PR #542, opened 2025-09-01
Avoid conflict with Java package names (#1)

ldanesi:
When trying to use CRDS from OpenTelemetry, I encountered an issue with the generated code: Instrumentor has a field names java and some methods use FQDN beginning by java like java.util.Optional or java.util.Objects.
So I replaced FQDN by imports in the concerned Method/Class.
In addition, there were some calls using replaceAll with RegExp that were failing on Windows as File.separator was interpreted as the escape character without anything after.
I changed these calls by replace method that replace a given String by another. They do functionally the samething.

### DIFF
--- a/adapters/source/src/main/java/io/sundr/adapter/source/TypeDeclarationLookup.java
+++ b/adapters/source/src/main/java/io/sundr/adapter/source/TypeDeclarationLookup.java
@@ -21,7 +21,6 @@ import java.io.File;
 import java.io.FileInputStream;
 import java.io.IOException;
 import java.util.Optional;
-import java.util.regex.Pattern;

_ _ _

**Work required:** Take from the listing every line in which the word "adapter" appears.

**Response below:**
--- a/adapters/source/src/main/java/io/sundr/adapter/source/TypeDeclarationLookup.java
+++ b/adapters/source/src/main/java/io/sundr/adapter/source/TypeDeclarationLookup.java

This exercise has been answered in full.